- Born: November 21, 1862 New York City, New York, U.S.
- Died: March 23, 1937 (aged 74) Kinderhook, New York, U.S.
- Parent(s): John Pyne March Mary Livingston Lowndes March

= Clement March =

American soldier and New York City official

Clement March (November 21, 1862 – March 23, 1937) was an American soldier and New York City official who was prominent in New York society during the Gilded Age.

==Early life==
March was born at the home of his grandfather, 23 Fifth Avenue, on November 21, 1862. He was the son of John Pyne March, Esq. (1830–1873), a lawyer who attended but did not graduate from Columbia University, and Mary Livingston (née Lowndes) March (1831–1893). His elder brother, who was born in 1856, was Charles March. His mother's estate was valued at $1,000,000 upon her death in 1893.
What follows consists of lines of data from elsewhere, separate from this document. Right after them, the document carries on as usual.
PR #1934, opened 2024-03-20
🐛 Demonstrate list item numbering problem

MikeSpreitzer:
## Summary
This problem attempts to fix the problem with list item numbering on the website.
The fix does not work, as you can verify by previewing according to the instructions in https://github.com/kubestellar/kubestellar/tree/main/docs#serving-up-documents-locally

His paternal grandfather was Charles March, whose ancestors came from England during the seventeenth century and settled in Portsmouth, New Hampshire, before moving to New York. His maternal grandparents were Major Rawlins Lowndes, a descendant of President of South Carolina Rawlins Lowndes (as well as the Middletons, Prestons, Hamptons and other prominent South Carolina families), and Gertrude (née Livingston) Lowndes, the daughter of New York City Recorder Maturin Livingston and granddaughter of New York Governor Morgan Lewis. Through the Lowndes family, he was related to Rawlins Lowndes Cottenet, another prominent member of New York society. Among his maternal aunts were Julia Livingston (née Lowndes) James, Anne (née Lowndes) Chase, Harriet (née Lowndes) Schuyler (the wife of Philip Schuyler).

==Career==
During the 1904 to 1909 administration of Mayor George B. McClellan Jr. (son of Civil War General George B. McClellan), he served on the New York City Board of Education as well as on the board of managers of the House of Refuge on Randall’s Island (the first juvenile reformatory established in the United States.).

During World War I, March served in the Department of Military Intelligence where he was responsible for the translation of all important editorials in Spanish and Portuguese.

===Society life===
In 1892, March was included in Ward McAllister's "Four Hundred", purported to be an index of New York's best families, published in The New York Times. Conveniently, 400 was the number of people that could fit into Mrs. Astor's ballroom. March was considered a "perennial partner at Mrs. Astor's dancing parties."

==Personal life==
For forty years, March lived in a brick townhouse at 25 North Washington Square. In c. 1925, he moved to Greenland, on Lindenwald Rd. in Kinderhook, New York.

March died at his home in Kinderhook, New York on March 23, 1937, after a "protracted illness." His funeral was held at St. Paul's Episcopal Church in Kinderhook and he was buried in St. James churchyard in Hyde Park, New York.